Another bestseller who will be at the top of the rankings along with Falcones and Pérez-Reverte is Juan Gómez-Jurado (Madrid, 1977), who begins a new trilogy with Todo arde (Ediciones B, October 18), a thriller set in Madrid with female protagonists , three “very dangerous” women who have lost everything, including an evicted mother who wants revenge on the system.

But there is much more. Santiago Roncagliolo (Lima, 1975) will publish the stories of Lejos (Alfaguara, November 10); Enrique Vila-Matas presents us, in Montevideo (Seix Barral, August 31), a narrator in crisis; The trio of authors responsible for Carmen Mola publishes Las madres (Alfaguara, September 27), the fourth installment of their series on inspector Elena Blanco; Cuban Leopoldo Padura (Havana, 1955) recovers detective Mario Conde in Decent People (Tusquets, August 31), set in the Cuba of 2016 that welcomed Obama and the Rolling Stones; and Lorenzo Silva (Carabanchel, 1966) sends, in La llama de Focea (Destino, September 28), Second Lieutenant Bevilacqua and Sergeant Chamorro to investigate a murder on the Camino de Santiago.

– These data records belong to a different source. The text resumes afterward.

PR #1726, opened 2020-03-03
Updated Cloudflare to use token auth and update ttl

andreas-rupper:


dns/dyndns/src/etc/inc/plugins.inc.d/dyndns.inc
```diff
@@ -100,8 +100,10 @@ function dyndns_list()
         'azure' => 'Azure DNS',
         'azurev6' => 'Azure DNS (v6)',
         'citynetwork' => 'City Network',
-        'cloudflare' => 'CloudFlare',
-        'cloudflare-v6' => 'CloudFlare (v6)',
+        'cloudflare' => 'Cloudflare',
+        'cloudflare-v6' => 'Cloudflare (v6)',
+		'cloudflare-token' => 'Cloudflare w/API token',
```
fichtner: tabs instead of spaces here

dns/dyndns/src/etc/inc/plugins.inc.d/dyndns/phpDynDNS.inc
```diff
@@ -58,47 +60,49 @@
...
+ *  HE.net                      - Last Tested: 7 July 2013
+ *  HE.net IPv6                 - Last Tested: 7 July 2013
+ *  HE.net Tunnel               - Last Tested: 28 June 2011
+ *  SelfHost                    - Last Tested: 26 December 2011
+ *  Amazon Route53              - Last Tested: 01 April 2012
+ *  DNS-O-Matic                 - Last Tested: 9 September 2010
+ *  Cloudflare                  - Last Tested: 16 April 2019
+ *  Cloudflare IPv6             - Last Tested: 16 April 2019
+ *  Cloudflare w/API token      - Last Tested: 26 February 2020
+ *  Cloudflare w/API token v6   - Last Tested: NEVER
```
fichtner: Why not ? ;)

dns/dyndns/src/etc/inc/plugins.inc.d/dyndns/phpDynDNS.inc
```diff
@@ -108,6 +112,7 @@
  *
  * DNSexit support and multiwan extension for pfSense by Ermal Luçi
  * Custom DNS support by Matt Corallo
+ * Cloudflare API token enhancements by Andreas Rupper
```
fichtner: I'm ok with credits but it has to be the copyright block at the top

dns/dyndns/src/www/services_dyndns_edit.php
```diff
@@ -153,7 +155,8 @@ function is_dyndns_username($uname)
         $dyndns['interface'] = $pconfig['interface'];
         $dyndns['zoneid'] = $pconfig['zoneid'];
         $dyndns['resourceid'] = $pconfig['resourceid'];
-        $dyndns['ttl'] = $pconfig['ttl'];
+		//This field *must* finally be an integer. So anything else has to be filtered...
+        $dyndns['ttl'] = intval(preg_replace('/[^0-9\.]/', '', $pconfig['ttl']));
```
fichtner: would be more appropriate to add a validator instead of scrubbing input. casting gets los along the way worst case... data type expected by the other side must be set correctly in the request

dns/dyndns/src/etc/inc/plugins.inc.d/dyndns/phpDynDNS.inc
andreas-rupper: I don't insist on that. can be removed.

dns/dyndns/src/etc/inc/plugins.inc.d/dyndns/phpDynDNS.inc
```diff
@@ -251,6 +256,15 @@ class updatedns
                     $this->_error(9);
                 }
                 break;
+			case 'cloudflare-token':
```
AdSchellevis, line 259: indent seems off

dns/dyndns/src/etc/inc/plugins.inc.d/dyndns/phpDynDNS.inc
```diff
@@ -251,6 +256,15 @@ class updatedns
...
+			case 'cloudflare-token-v6':
+				if (!$dnsPass) {
+					$this->_error(4);
+				} elseif (!$dnsHost) {
+                    $this->_error(5);
+				} elseif (!$dnsTTL) {
+                    $this->_error(9);
+                }
```
AdSchellevis, line 267: break missing?

dns/dyndns/src/etc/inc/plugins.inc.d/dyndns/phpDynDNS.inc
```diff
@@ -271,6 +285,7 @@ class updatedns
             case 'linode-v6':
             case 'regfish-v6':
             case 'route53-v6':
+			case 'cloudflare-token-v6':
```
AdSchellevis, line 288: indent seems off

dns/dyndns/src/etc/inc/plugins.inc.d/dyndns/phpDynDNS.inc
```diff
@@ -319,6 +334,8 @@ class updatedns
                 case 'citynetwork':
                 case 'cloudflare':
                 case 'cloudflare-v6':
+				case 'cloudflare-token':
```
AdSchellevis, line 337: indent

dns/dyndns/src/etc/inc/plugins.inc.d/dyndns/phpDynDNS.inc
```diff
@@ -749,21 +766,39 @@ class updatedns
                 break;
             case 'cloudflare':
             case 'cloudflare-v6':
+			case 'cloudflare-token':
+			case 'cloudflare-token-v6':
                 $baseUrl = 'https://api.cloudflare.com/client/v4';
                 $fqdn = str_replace(' ', '', $this->_dnsHost);
                 $recordType = ($this->_useIPv6) ? 'AAAA' : 'A';
+                $ttlData = intval($this->_dnsTTL);
```
AdSchellevis, line 774: could be simplified (including block below), e.g. 

`$ttlData = intval($this->_dnsTTL) < 1 ? 1 : intval($this->_dnsTTL);`

omitting intval() will likely lead to the same result by the way

dns/dyndns/src/etc/inc/plugins.inc.d/dyndns/phpDynDNS.inc
```diff
@@ -749,21 +766,39 @@ class updatedns
...
+                    "ttl" => $ttlData
                 );
 
+				// Determine if service is token based or user/password based and define appropriate header
+				if (strpos($this->_dnsService, 'token') !== false) {
+					$headerAuth = array(
+						"Authorization: Bearer {$this->_dnsPass}",
+						'Content-Type: application/json'
+					);
+				}
```
AdSchellevis, line 791: psr-12: `} else  {` (https://www.php-fig.org/psr/psr-2/)

dns/dyndns/src/etc/inc/plugins.inc.d/dyndns/phpDynDNS.inc
```diff
@@ -1322,12 +1357,14 @@ class updatedns
                 break;
             case 'cloudflare':
             case 'cloudflare-v6':
+			case 'cloudflare-token':
```
AdSchellevis, line 1360: indent.

dns/dyndns/src/www/services_dyndns_edit.php
```diff
@@ -114,6 +114,8 @@ function is_dyndns_username($uname)
         switch ($pconfig['type']) {
             case 'cloudflare':
             case 'cloudflare-v6':
+			case 'cloudflare-token':
```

Likewise, Luis Mateo Díez (Villablino, 1942) publishes My Crimes as a Companion Animal (Galaxia Gutenberg, October 26); Colombian Héctor Abad Faciolince (Medellín, 1958) launches Except my heart, everything is fine (Alfaguara, October 13); the award for longest title goes to The Pursuit and Murder of the Mouse King Performed by the Sewer Choir Under the Direction of a Failed Writer (Cliff, November) by A.G. Porta (Barcelona, ??1954); and José Ovejero (Madrid, 1958) is the author of While We Are Dead (Pages of Foam, September 7).